Mimi Reinhard, an Austrian Jew who typed the names of more than 1,000 Jews for Oskar Schindler—the Nazi intelligence officer and war profiteer who would go on to help them escape Nazi execution—has died aged 107. Born on January 15, 1915, in Wiener Neustadt, Austria, as Carmen Koppel, Reinhard was held prisoner at a concentration camp near Krakow, Poland, during World War II in 1944. According to The New York Times, although she wasn't much of a typist, she knew shorthand and spoke flawless German, leading to her being recruited for a job in the camp's administrative office by Schindler.



 

It was there that she went on to play a small but important role in one of the great heroic stories to emerge from the Holocaust, one in which the lives of more than 1,000 Jewish prisoners—including hers—were saved from near-certain death. Schindler, who ran an enamelware factory near Krakow, initially exploited the Jews as a source of cheap labor. However, as he witnessed the horrors of the murderous Nazi regime, he reportedly risked his life and fortune to become their protector. Schindler's acts of subterfuge included creating a list of workers whom he deemed "essential" for the Nazi war effort but in reality, were those he wanted to spare from all but certain annihilation.



 

The now-famous Schindler's list—which included children, women, a girl dying of cancer, rabbis, friends of his and anyone else whose name he could remember—started with about 400 names.

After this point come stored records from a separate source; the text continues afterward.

PR #610, opened 2023-09-01
Speed up OSD backfill/recovery in Quincy

priteau:
See https://www.spinics.net/lists/ceph-users/msg77216.html for details.

### DIFF
--- a/etc/kayobe/cephadm.yml
+++ b/etc/kayobe/cephadm.yml
@@ -87,7 +87,8 @@ cephadm_cluster_network: "{{ storage_mgmt_net_name | net_cidr }}"
 # post-deployment configuration, post commands run after the rest of the
 # post-deployment configuration.
 #cephadm_commands_pre:
-#cephadm_commands_post:
+cephadm_commands_post:
+  - "{% if cephadm_ceph_release == 'quincy' %}config set osd osd_mclock_cost_per_byte_usec_hdd 0.1{% endif %}"
 
 ###############################################################################
 # Kolla Ceph auto-configuration.
--- a/releasenotes/notes/ceph-quincy-recovery-speedup-93a8bf3310c6dafc.yaml
+++ b/releasenotes/notes/ceph-quincy-recovery-speedup-93a8bf3310c6dafc.yaml
@@ -1,0 +1,5 @@
+---
+fixes:
+  - |
+    Fixes slow backfill/recovery speed when using the Ceph Quincy release with
+    HDD storage.


etc/kayobe/cephadm.yml
```diff
@@ -87,7 +87,8 @@ cephadm_cluster_network: "{{ storage_mgmt_net_name | net_cidr }}"
 # post-deployment configuration, post commands run after the rest of the
 # post-deployment configuration.
 #cephadm_commands_pre:
-#cephadm_commands_post:
+cephadm_commands_post:
+  - "{% if cephadm_ceph_release == 'quincy' %}config set osd osd_mclock_cost_per_byte_usec_hdd 0.1{% endif %}"
```
mnasiadka, line 91: I would be cautious with setting this everywhere, this might impact normal client i/o - @cityofships do you remember what was a ,,safe'' value?
I would prefer us having a list of known Ceph issues on the wiki and workaround proposals instead of using static values for things like that assuming it will work properly on any cluster sizes and configurations.

markgoddard (dismissed):

markgoddard (commented):
I suppose a reno might be useful.

priteau:
> I suppose a reno might be useful.

Sorry, I always forget them in this repository…

etc/kayobe/cephadm.yml
priteau: > I would be cautious with setting this everywhere, this might impact normal client i/o - @cityofships do you remember what was a ,,safe'' value?
> I would prefer us having a list of known Ceph issues on the wiki and workaround proposals instead of using static values for things like that assuming it will work properly on any cluster sizes and configurations.

What about putting it behind a feature flag?

mnasiadka: A lot of code for handling a bug, which is already fixed upstream (and then we need to unset it on all environments after 17.2.7 gets released) - should we rather document the workaround on wiki?

Or maybe we should start thinking about a process for building Ceph container images on these occasions where we need slightly newer code that is not in the last release? (it's getting a bit annoying Ceph upstream release team does not care for such critical bugs and doesn't do ,,fast releases'' for those bugs).

I'm fine with the feature flag, if we prefer to go this way.

cityofships: > I would be cautious with setting this everywhere, this might impact normal client i/o - @cityofships do you remember what was a ,,safe'' value? I would prefer us having a list of known Ceph issues on the wiki and workaround proposals instead of using static values for things like that assuming it will work properly on any cluster sizes and configurations.

It was `0.4`. We've seen various client-side timeouts during backfilling after setting it as low as `0.1`.

cityofships: I'd say too it could be per-cluster setting rather than defaults; also not every minor Quincy version is affected.

markgoddard:
Seems like there's some opposition to this. Perhaps it should move to documentation?

priteau:
> Seems like there's some opposition to this. Perhaps it should move to documentation?

A new Quincy release should be available soon anyway…

PR #611, opened 2023-09-01
Fix for ci-aio automated deploy on non-lvm images

assumptionsandg:
Quick fix to prevent grow-root from crashing out on non-lvm based images.

### DIFF
--- a/etc/kayobe/ansible/growroot.yml
+++ b/etc/kayobe/ansible/growroot.yml
@@ -46,7 +46,7 @@
             name: "{% if os_family == 'RedHat' %}cloud-utils-growpart{% else %}cloud-guest-utils{% endif %}"
             state: present
             cache_valid_time: "{{ apt_cache_valid_time if os_family == 'Debian' else omit }}"
-            update_cache: "{{ True if os_family == 'Debian' else omit }}"
+            update_cache: "{{ true if os_family == 'Debian' else omit }}"
           become: true
 
         - name: Get root PV device
--- a/etc/kayobe/ansible/growroot.yml
+++ b/etc/kayobe/ansible/growroot.yml
@@ -27,57 +27,70 @@
     growroot_vg: "rootvg"
     # Don't assume facts are present.
     os_family: "{{ ansible_facts.os_family | default('Debian' if os_distribution == 'ubuntu' else 'RedHat') }}"
+    # LVM override
+    skip_lvm_check: false
 
   tasks:
-    - name: Check if growpart is installed
+    - name: Check LVM status
       shell:
-        cmd: type growpart
+        cmd: vgdisplay | grep -q lvm2
       changed_when: false
       failed_when: false
       check_mode: false
-      register: growpart_check
+      register: lvm_check
       become: true
 
-    - name: Ensure growpart is installed
-      package:
-        name: "{% if os_family == 'RedHat' %}cloud-utils-growpart{% else %}cloud-guest-utils{% endif %}"
-        state: present
-        cache_valid_time: "{{ apt_cache_valid_time if os_family == 'Debian' else omit }}"
-        update_cache: "{{ True if os_family == 'Debian' else omit }}"
-      become: True
-      when: growpart_check.rc != 0
+    - block:
+      - name: Check if growpart is installed
+        shell:
+          cmd: type growpart
+        changed_when: false
+        failed_when: false
+        check_mode: false
+        register: growpart_check
+        become: true
 
-    - name: Get root PV device
-      command: "pvs --select vg_name={{ growroot_vg }} --reportformat json"
-      register: pvs
-      become: True
-      changed_when: False
-      check_mode: false
+      - name: Ensure growpart is installed
+        package:
+          name: "{% if os_family == 'RedHat' %}cloud-utils-growpart{% else %}cloud-guest-utils{% endif %}"
+          state: present
+          cache_valid_time: "{{ apt_cache_valid_time if os_family == 'Debian' else omit }}"
+          update_cache: "{{ True if os_family == 'Debian' else omit }}"
+        become: True
+        when: growpart_check.rc != 0
 
-    - name: Fail if root PV device not found
-      fail:
-        msg: >
-          Expected LVM physical volume devices not found in volume group {{ growroot_vg }}
-      when: (pvs.stdout | from_json).report[0].pv | length == 0
+      - name: Get root PV device
+        command: "pvs --select vg_name={{ growroot_vg }} --reportformat json"
+        register: pvs
+        become: True
+        changed_when: False
+        check_mode: false
 
-    - name: Grow partition
-      command: "growpart {{ disk }} {{ part_num }}"
-      vars:
-        pv: "{{ pvs.stdout | from_json }}"
-        disk_tmp: "{{ pv.report[0].pv[0].pv_name[:-1] }}"
-        disk: "{{ disk_tmp[:-1] if disk_tmp[-1] == 'p' else disk_tmp }}"
-        part_num: "{{ pv.report[0].pv[0].pv_name[-1] }}"
-      become: True
-      failed_when: "growpart.rc != 0 and 'NOCHANGE' not in growpart.stdout"
-      changed_when: "'NOCHANGE' not in growpart.stdout"
-      register: growpart
+      - name: Fail if root PV device not found
+        fail:
+          msg: >
+            Expected LVM physical volume devices not found in volume group {{ growroot_vg }}
+        when: (pvs.stdout | from_json).report[0].pv | length == 0
 
-    - name: Grow LVM PV
-      command: "pvresize {{ disk }}"
-      vars:
-        pv: "{{ pvs.stdout | from_json }}"
-        disk: "{{ pv.report[0].pv[0].pv_name }}"
-      become: True
+      - name: Grow partition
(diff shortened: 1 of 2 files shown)


Alex-Welsh (dismissed):

Alex-Welsh:
Alternative option would be to update the growroot playbook to skip if no LVM is detected

mnasiadka:
+1 for that

markgoddard:
+1

etc/kayobe/ansible/growroot.yml
```diff
@@ -27,57 +27,70 @@
...
-      when: growpart_check.rc != 0
+    - block:
+      - name: Check if growpart is installed
+        shell:
+          cmd: type growpart
+        changed_when: false
+        failed_when: false
+        check_mode: false
+        register: growpart_check
+        become: true
```
Alex-Welsh: Is this necessary?

etc/kayobe/ansible/growroot.yml
```diff
@@ -27,57 +27,70 @@
...
-        pv: "{{ pvs.stdout | from_json }}"
-        disk: "{{ pv.report[0].pv[0].pv_name }}"
-      become: True
+      - name: Grow LVM PV
+        command: "pvresize {{ disk }}"
+        vars:
+          pv: "{{ pvs.stdout | from_json }}"
+          disk: "{{ pv.report[0].pv[0].pv_name }}"
+        become: True
+      when: lvm_check.rc != 1 or {{ skip_lvm_check }}
```
Alex-Welsh:
```suggestion
      when: lvm_check.rc != 1 or skip_lvm_check
```

etc/kayobe/ansible/growroot.yml
```diff
@@ -27,57 +27,70 @@
     growroot_vg: "rootvg"
     # Don't assume facts are present.
     os_family: "{{ ansible_facts.os_family | default('Debian' if os_distribution == 'ubuntu' else 'RedHat') }}"
+    # LVM override
+    skip_lvm_check: false
```
Alex-Welsh: Might be worth prefixing this with something like `growroot_` to make it a bit more specific

Alex-Welsh (changes requested):

etc/kayobe/ansible/growroot.yml
holliefae: I don't believe so, it seems the install growpart task passes even when cloud-guest-utils is already installed so there seems no need to skip it. Maybe there was another reason why that task was added?

etc/kayobe/ansible/growroot.yml
holliefae: My mistake!

etc/kayobe/environments/ci-aio/automated-setup.sh
```diff
@@ -67,7 +67,9 @@ source kayobe-env --environment ci-aio
 
 kayobe control host bootstrap
 
-kayobe playbook run etc/kayobe/ansible/growroot.yml
+if [ sudo vgdisplay | grep -q lvm2 ]; then
```
Alex-Welsh: No longer necessary

etc/kayobe/ansible/growroot.yml
holliefae: Done :)

Alex-Welsh (changes requested):
If you're changing `true` to `True`, you've missed a few instances.

etc/kayobe/environments/ci-aio/automated-setup.sh
holliefae: Removed.

etc/kayobe/ansible/growroot.yml
```diff
@@ -84,4 +84,4 @@
 #      when: "'NOCHANGE' not in growpart.stdout"
 # Commenting out the conditional because growpart is already triggered by cloud-init - hence it emits NOCHANGE
 # Cloud-Inits growpart implementation has a bug https://bugzilla.redhat.com/show_bug.cgi?id=2122575
-# PVresize is not being triggered
+# PVresize is not being triggered
```
Alex-Welsh: nit: you're now missing a newline at the end of this file

Alex-Welsh (dismissed):
LGTM but I think someone like @jackhodgkiss or @markgoddard need to verify the removal of `Check if growpart is installed`

Alex-Welsh:
Remember to squash these commits when you merge :slightly_smiling_face:

Alex-Welsh:
And ignore the tox errors for now. GH actions are universally having problems

etc/kayobe/ansible/growroot.yml
```diff
@@ -27,57 +27,60 @@
...
     os_family: "{{ ansible_facts.os_family | default('Debian' if os_distribution == 'ubuntu' else 'RedHat') }}"
+    # LVM override
+    growroot_skip_lvm_check: false
 
   tasks:
-    - name: Check if growpart is installed
+    - name: Check LVM status
       shell:
-        cmd: type growpart
+        cmd: vgdisplay | grep -q lvm2
```
markgoddard, line 36: FWIW, there may be cases where this is not installed, but I think this will do the right thing anyway.

etc/kayobe/ansible/growroot.yml
```diff
@@ -27,57 +27,60 @@
...
-        pv: "{{ pvs.stdout | from_json }}"
-        disk: "{{ pv.report[0].pv[0].pv_name }}"
-      become: True
+        - name: Grow LVM PV
+          command: "pvresize {{ disk }}"
+          vars:
+            pv: "{{ pvs.stdout | from_json }}"
+            disk: "{{ pv.report[0].pv[0].pv_name }}"
+          become: true
+      when: lvm_check.rc != 1 or growroot_skip_lvm_check
```
markgoddard: Why 1? Would it be safer to check `lvm_check.rc == 0`?

Also, should it be `and not growroot_skip_lvm_check | bool`?

Alex-Welsh: > Also, should it be `and not growroot_skip_lvm_check | bool`?

The variable was here for an option to always try to apply the config (and therefore error out on non-lvm images) preserving the original behaviour

markgoddard: Right, but based on the name we want to skip when it's true, or not skip when it's false

Alex-Welsh: Yep, you're right. I should really stop contradicting you at 5PM

holliefae: Added those fixes now

etc/kayobe/ansible/growroot.yml
```diff
@@ -27,57 +27,60 @@
...
-        pv: "{{ pvs.stdout | from_json }}"
-        disk: "{{ pv.report[0].pv[0].pv_name }}"
-      become: True
+        - name: Grow LVM PV
+          command: "pvresize {{ disk }}"
+          vars:
+            pv: "{{ pvs.stdout | from_json }}"
+            disk: "{{ pv.report[0].pv[0].pv_name }}"
+          become: true
+      when: lvm_check.rc == 0 or not growroot_skip_lvm_check | bool
```
markgoddard:
```suggestion
      when: lvm_check.rc == 0 and not growroot_skip_lvm_check | bool
```

markgoddard (changes requested):

etc/kayobe/ansible/growroot.yml
holliefae: Won't changing that condition prevent the playbook from running when lvm_check fails? The override variable allows the playbook to run even when lvm_check doesn't return 0.

markgoddard: Ah ok, I read that wrong. It should probably be called growroot_ignore_lvm_check, or actually skip the LVM check.

markgoddard (approved):

etc/kayobe/ansible/growroot.yml
markgoddard: Actually the logic is wrong. It should be 

```
when: lvm_check.rc == 0 or growroot_skip_lvm_check | bool
```

markgoddard (changes requested):
Logic incorrect

markgoddard (approved):

etc/kayobe/ansible/growroot.yml
```diff
@@ -27,57 +27,60 @@
...
     # Don't assume facts are present.
     os_family: "{{ ansible_facts.os_family | default('Debian' if os_distribution == 'ubuntu' else 'RedHat') }}"
+    # Ignore LVM check
+    growroot_ignore_lvm_check: false
 
   tasks:
-    - name: Check if growpart is installed
+    - name: Check LVM status
       shell:
-        cmd: type growpart
```
markgoddard, line 34: Hmm, looking at this again we've lost the growpart check. I think that was trying to avoid package installation during early system bootstrapping where possible, since we might not have network and proxy configuration in place.

markgoddard (changes requested):

etc/kayobe/ansible/growroot.yml
holliefae: Ah that makes sense. I removed it initially as i thought it's purpose was fulfilled by the install task.

markgoddard (approved):

PR #613, opened 2023-09-04
zed: upstream sync

markgoddard:
- Synchronise with kayobe stable/zed


Alex-Welsh:
should this be into `stackhpc/zed`?

PR #614, opened 2023-09-04
Reduce service workers for aufn-ceph & virtualised ci-multinode envs

markgoddard:
When running a multinode environment in VMs, we can easily run out of
memory on controllers. Reduce to 2 service/RPC workers in this case.
Also reduce RPC workers to 1 for the aufn-ceph environment.


Alex-Welsh (approved):
LGTM

PR #615, opened 2023-09-04
multinode: Run RefStack Tempest tests by default

markgoddard:
A full tempest test run takes a long time, and may not always be
necessary. Let's run RefStack by default, and make it easy to switch to
the full test suite.


priteau (approved):

priteau:
Related change: https://github.com/stackhpc/stackhpc-kayobe-config/pull/617

PR #629, opened 2023-09-08
Fix zed host image build workflow

Alex-Welsh:


Alex-Welsh:
kayobe-automation seems to need this patch to work for zed.
https://github.com/stackhpc/kayobe-automation/compare/main...fix-format
Not quite sure when the change was made but I'll make a proper fix and PR soon

markgoddard:
How much of this is still required?

Alex-Welsh:
I'm not sure. The host image build workflow changes are probably still required. I'll test it soon

.github/workflows/overcloud-host-image-build.yml
markgoddard, line 1: Should these fixes go back to yoga?

Alex-Welsh: It's running fine without them, probably because it uses the old CS8 runners

.github/workflows/overcloud-host-image-build.yml
```diff
@@ -34,14 +34,14 @@ jobs:
...
-      - uses: actions/checkout@v3
+      - uses: actions/checkout@v4
         with:
           path: src/kayobe-config
 
       - name: Determine OpenStack release
         id: openstack_release
         run: |
-          BRANCH=$(awk -F'=' '/defaultbranch/ {print $2}' .gitreview)
+          BRANCH=$(awk -F'=' '/defaultbranch/ {print $2}' src/kayobe-config/.gitreview)
```
markgoddard, line 44: Isn't this a bug fix that would apply to yoga too?

markgoddard (approved):

.github/workflows/overcloud-host-image-build.yml
markgoddard: Merged, but please backport this fix if necessary.

PR #631, opened 2023-09-11
Add missing linux-firmware package in Rocky Linux 9

cityofships:


bbezak (approved):
approved - please try to fix it in DIB upstream as well

cityofships:
Does it have to wait for CI? Looks like there's no influence

cityofships:
> approved - please try to fix it in DIB upstream as well

https://review.opendev.org/c/openstack/diskimage-builder/+/894905

Root cause is the package list was copied from fedora-container element

PR #633, opened 2023-09-12
zed: remove symlinks

markgoddard:
Remove plugins and group_vars symlinks. These are no longer required in Zed.


Alex-Welsh:
Wrong target?

Alex-Welsh (approved):
LGTM

PR #747, opened 2023-11-06
add new var needed for pulp initial deployment

bbezak:


markgoddard (changes requested):
The way I was hoping this would work is that we'd set `seed_deploy_containers_registry_attempt_login: true` in seed.yml, then add a login task to the pulp post.yml tasks file.

PR #748, opened 2023-11-06
Playbook fix

grzegorzkoper:
Fixing the playbook as it was triggering docker with:
"The input device is not a TTY".

Fixing ansible-lint errors.


markgoddard:
We don't generally cherry-pick changes in SKC, instead we merge old branches into new ones. Let me do that now.

PR #754, opened 2023-11-07
Pin pulp.squeezer to 0.0.13

markgoddard:
From 0.0.14 pulp.squeezer requires the pulp_glue Python library to be installed.

Pin to 0.0.13 until we have a solution for installing pulp_glue.


jackhodgkiss (approved):
LGTM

He recruited Reinhard to type up the names while visiting the Plaszow labor camp where she worked, and the list kept growing as he and others added more names. "It was very informal, and every day someone handed her more names, and the list had to be typed again and again," said Reinhard's son, Sasha Weitman. She even put her own name on the list and those of three friends, he added.



 

Reinhard, who never learned to type beyond using two fingers, produced the final clean manifest of names that would be presented to Nazi officials. Instead of being shipped to the gas chambers, the people listed were all sent to a Schindler munitions factory in an area of Czechoslovakia known as the Sudetenland at the time, where their lives were spared. Reinhard was 107 years old when she died on Friday in an assisted living facility in Herzliya, north of Tel Aviv, Israel, her son revealed.



 

The story of the so-called Schindler Jews—the Schindlerjuden—was made public in 1982, when the Australian author Thomas Keneally published a meticulously researched novel, "Schindler’s Ark," which appeared in the United States as "Schindler's List." The saga reached even more people in 1993 through the much-acclaimed Steven Spielberg movie by the same name, which won seven Academy Awards, including best picture. Although Reinhard was never secretive about her role, it did not come to light publicly until 2007 when the then-92-year-old moved to Israel from New York (where she had settled after the war) and told of her Schindler connection to the Jewish Agency for Israel. She became an instant celebrity when she landed in Israel, where she was mobbed by the news media.



 

In addition to her son, Reinhard is survived by three granddaughters, nine great-grandchildren and two great-great-grandchildren. Speaking to Israeli newspaper Ha'aretz in 2007, she revealed the two sides of Schindler she witnessed. "He was no angel," she said. "We knew that he was an SS man; he was a member of the highest ranks. They went out drinking together at night, but apparently he could not stand to see what they were doing to us... I saw a man who was risking his life all the time for what he was doing."